The U.S. Food and Drug Administration (FDA) has approved Libtayo® (cemiplimab-rwlc), a PD-1 inhibitor, as the first immunotherapy indicated for patients with advanced basal cell carcinoma (BCC). The agency granted full approval for locally advanced BCC and accelerated approval for metastatic BCC, following a Priority Review.

Libtayo is now approved for patients with advanced stages of both the two most common skin cancers in the U.S. Previously, in 2018, the drug received its first U.S. approval for adult patients with metastatic or locally advanced cutaneous squamous cell carcinoma (CSCC) who are not candidates for curative surgery or radiation.

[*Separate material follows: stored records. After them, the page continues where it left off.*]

PR #196, opened 2024-08-13
[fix] Address the errors we are seeing for NodeExpandVolume() in CSI-Sanity test

komer3:
The cases being addressed here from csi-sanity tests:
- Node Service NodeExpandVolume should fail when no volume id is provided
- Node Service NodeExpandVolume should fail when no volume path is provided
- Node Service NodeExpandVolume should fail when volume is not found
- Node Service NodeExpandVolume should work if node-expand is called after node-publish

**NOTE:** This PR is not for implementing the `NodeExpandVolume()`. That method is in the roadmap for future PRs. This is just meant for address errors related to validation of the request object.

### General:

### Pull Request Guidelines:

1. [ ] Have you added tests? 

### DIFF
--- a/internal/driver/nodeserver.go
+++ b/internal/driver/nodeserver.go
@@ -15,6 +15,7 @@ limitations under the License.
 */
 
 import (
+	"encoding/json"
 	"fmt"
 	"os"
 	"path/filepath"
@@ -25,6 +26,7 @@ import (
 	"github.com/linode/linode-blockstorage-csi-driver/pkg/common"
 	linodeclient "github.com/linode/linode-blockstorage-csi-driver/pkg/linode-client"
 	mountmanager "github.com/linode/linode-blockstorage-csi-driver/pkg/mount-manager"
+	"github.com/linode/linodego"
 	"golang.org/x/net/context"
 	"google.golang.org/grpc/codes"
 	"google.golang.org/grpc/status"
@@ -275,6 +277,28 @@ func (ns *LinodeNodeServer) NodeUnstageVolume(ctx context.Context, req *csi.Node
 
 func (ns *LinodeNodeServer) NodeExpandVolume(ctx context.Context, req *csi.NodeExpandVolumeRequest) (*csi.NodeExpandVolumeResponse, error) {
 	klog.V(4).Infof("NodeExpandVolume called with req: %#v", req)
+
+	// Validate req (NodeExpandVolumeRequest)
+	err := validateNodeExpandVolumeRequest(req)
+	if err != nil {
+		return nil, err
+	}
+
+	// Check linode to see if a give volume exists by volume ID
+	// Make call to linode api using the lindoe api client
+	LinodeVolumeKey, err := common.ParseLinodeVolumeKey(req.GetVolumeId())
+	if err != nil {
+		return nil, status.Errorf(codes.NotFound, "Error parsing linode volume key: %v", err)
+	}
+	jsonFilter, err := json.Marshal(map[string]string{"label": LinodeVolumeKey.Label})
+	if err != nil {
+		return nil, errInternal("marshal json filter: %v", err)
+	}
+	_, err = ns.CloudProvider.ListVolumes(ctx, linodego.NewListOptions(0, string(jsonFilter)))
+	if err != nil {
+		fmt.Printf("list volumes: %v\n", err)
+		return nil, status.Errorf(codes.NotFound, "list volumes: %v", err)
+	}
 
 	return &csi.NodeExpandVolumeResponse{
 		CapacityBytes: req.CapacityRange.RequiredBytes,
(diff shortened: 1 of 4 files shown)


internal/driver/nodeserver.go
```diff
@@ -276,6 +278,28 @@ func (ns *LinodeNodeServer) NodeUnstageVolume(ctx context.Context, req *csi.Node
 func (ns *LinodeNodeServer) NodeExpandVolume(ctx context.Context, req *csi.NodeExpandVolumeRequest) (*csi.NodeExpandVolumeResponse, error) {
 	klog.V(4).Infof("NodeExpandVolume called with req: %#v", req)
 
+	// Validate req (NodeExpandVolumeRequest)
+	err := validateNodeExpandVolumeRequest(req)
+	if err != nil {
```
AshleyDumaine, line 283: nit: 
```suggestion
	if err := validateNodeExpandVolumeRequest(req); err != nil {
```

internal/driver/nodeserver.go
```diff
@@ -276,6 +278,28 @@ func (ns *LinodeNodeServer) NodeUnstageVolume(ctx context.Context, req *csi.Node
...
+		return nil, status.Errorf(codes.NotFound, "Error parsing linode volume key: %v", err)
+	}
+	jsonFilter, err := json.Marshal(map[string]string{"label": LinodeVolumeKey.Label})
+	if err != nil {
+		return nil, errInternal("marshal json filter: %v", err)
+	}
+	_, err = ns.CloudProvider.ListVolumes(ctx, linodego.NewListOptions(0, string(jsonFilter)))
+	if err != nil {
+		fmt.Printf("list volumes: %v\n", err)
```
AshleyDumaine, line 299: should this print statement still be here?

internal/driver/nodeserver.go
```diff
@@ -276,6 +278,28 @@ func (ns *LinodeNodeServer) NodeUnstageVolume(ctx context.Context, req *csi.Node
...
+	LinodeVolumeKey, err := common.ParseLinodeVolumeKey(req.GetVolumeId())
+	if err != nil {
+		return nil, status.Errorf(codes.NotFound, "Error parsing linode volume key: %v", err)
+	}
+	jsonFilter, err := json.Marshal(map[string]string{"label": LinodeVolumeKey.Label})
+	if err != nil {
+		return nil, errInternal("marshal json filter: %v", err)
+	}
+	_, err = ns.CloudProvider.ListVolumes(ctx, linodego.NewListOptions(0, string(jsonFilter)))
+	if err != nil {
```
AshleyDumaine, line 298:
```suggestion
	if _, err = ns.CloudProvider.ListVolumes(ctx, linodego.NewListOptions(0, string(jsonFilter))); err != nil {
```

AshleyDumaine (commented):
few minor comments

internal/driver/nodeserver.go
komer3: ops good catch

AshleyDumaine (approved):

internal/driver/nodeserver.go
```diff
@@ -276,6 +278,25 @@ func (ns *LinodeNodeServer) NodeUnstageVolume(ctx context.Context, req *csi.Node
 func (ns *LinodeNodeServer) NodeExpandVolume(ctx context.Context, req *csi.NodeExpandVolumeRequest) (*csi.NodeExpandVolumeResponse, error) {
 	klog.V(4).Infof("NodeExpandVolume called with req: %#v", req)
 
+	// Validate req (NodeExpandVolumeRequest)
+	if err := validateNodeExpandVolumeRequest(req); err != nil {
+		return nil, err
+	}
+
+	// Check linode to see if a give volume exists by volume ID
+	// Make call to linode api using the lindoe api client
```
rahulait, line 287:
```suggestion
	// Make call to linode api using the linode api client
```

internal/driver/nodeserver.go
```diff
@@ -276,6 +278,25 @@ func (ns *LinodeNodeServer) NodeUnstageVolume(ctx context.Context, req *csi.Node
...
+	LinodeVolumeKey, err := common.ParseLinodeVolumeKey(req.GetVolumeId())
+	if err != nil {
+		return nil, status.Errorf(codes.NotFound, "Error parsing linode volume key: %v", err)
+	}
+	jsonFilter, err := json.Marshal(map[string]string{"label": LinodeVolumeKey.Label})
+	if err != nil {
+		return nil, errInternal("marshal json filter: %v", err)
+	}
+	if _, err = ns.CloudProvider.ListVolumes(ctx, linodego.NewListOptions(0, string(jsonFilter))); err != nil {
```
rahulait, line 296: Not sure how many times this api call will be made (thinking just once or twice when we run the tests), if its very few times, then we are ok. If this call will be made periodically every few mins, then we need to discuss if we should introduce additional calls as we we don't do anything with such requests and simply return. I am hoping its just for tests, so this should be fine. Let me know if there are any other cases when this will be triggered.

komer3: The Api call isn't made very often. In this case, the test never really reaches it either.

rahulait (approved):
LGTM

Basal cell carcinoma is the most common cancer in the U.S., with approximately two million new cases diagnosed annually. While most BCCs are diagnosed early and cured with surgery or radiation, a small proportion of tumors can become advanced and penetrate deep into surrounding tissues or spread to other parts of the body. Libtayo demonstrated clinical benefit in a pivotal trial for patients with advanced BCC previously treated with a hedgehog pathway inhibitor (HHI) or for whom an HHI is not appropriate.

The approvals are based on data showing Libtayo’s efficacy in treating advanced BCC. Continued approval for the metastatic indication may be contingent upon the verification of clinical benefit through further trials. The FDA's Priority Review designation is for medicines that offer significant improvements in treating serious conditions.